PR #112, opened 2017-10-02
Make regex, repo, and context controls sticky

### LINKED ISSUE #60: Search across several repos, or in one user-chosen repo
At Dropbox like at probably most organizations, we have a number of different repos -- a few big ones (one for most server code, one for the desktop client, etc.), and various miscellaneous ones that don't belong in those or we just haven't gotten around to merging in.

Our internal livegrep instance searches across all of our major repos and some minor ones. There's another, entirely in-house, code-search tool that searches across just one repo at a time, with a big ol' dropdown to choose which one you want.

I'm often searching to convince myself that something isn't used anymore or some bad pattern doesn't exist, or to find out *where* something is referred to from, like when some code is clearly being invoked and I can't tell how. So I really like having comprehensive search across all the repos related to a project, which is why I built our internal livegrep instance that way.

But it can also get kind of noisy, especially in navigational searches when you're trying to type just a minimal quick pattern (with the power of search-as-you-type!) to find the thing you have in mind, and you know perfectly well which repo it's in. Especially if your work is almost always in a particular repo; which for many people it is, especially so at a company that does a good job of the "monorepo" pattern that Google and Facebook are well known for and Dropbox successfully mostly moved to in 2014 and 2015, where e.g. all your web apps and backend services (and maybe more things) are seamlessly source-controlled together. So the desire to search just one repo is a pretty common reason that users give for preferring the other tool. And we're about evenly split on users who prefer that tool vs. our livegrep instance, so that's a lot of users with that preference.

Crucially, if the last time you used that other tool you searched repository X, then the next time you go to its front page and just type a quick query, you'll get a search over repository X.

I'm not sure how to integrate this well with Livegrep's UI and the all-repos search that I also value. So this is a less concrete feature request than usual. Ideas?

jboning:
Behaviour is as follows:
 - Any time you modify one of the query controls in the UI, your modification is stored in a cookie.
 - If you navigate to the blank livegrep search page, the control settings are loaded from your cookie, falling back to defaults for any controls you've never explicitly set.
 - If you navigate to a livegrep search with a query already provided, the control settings are loaded from the URL and your preferences are ignored. This way, links to search results are stable (modulo changes to the underlying index, of course).

This doesn't make the "case" control sticky because I believe "auto" really is what the user wants 99% of the time.

Fixes #60 by addressing this portion of the issue:

> Crucially, if the last time you used that other tool you searched repository X, then the next time you go to its front page and just type a quick query, you'll get a search over repository X.

### DIFF
--- a/web/src/codesearch/codesearch_ui.js
+++ b/web/src/codesearch/codesearch_ui.js
@@ -1,5 +1,6 @@
 var html = require('html');
 var Backbone = require('backbone');
+var Cookies = require('js-cookie');
 
 var Codesearch = require('codesearch/codesearch.js').Codesearch;
 var RepoSelector = require('codesearch/repo_selector.js');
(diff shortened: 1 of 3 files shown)


nelhage:
Nice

Instructions to follow:
Copy every line from the records above that contains the word "settings".

Answer below:
 - If you navigate to the blank livegrep search page, the control settings are loaded from your cookie, falling back to defaults for any controls you've never explicitly set.
 - If you navigate to a livegrep search with a query already provided, the control settings are loaded from the URL and your preferences are ignored. This way, links to search results are stable (modulo changes to the underlying index, of course).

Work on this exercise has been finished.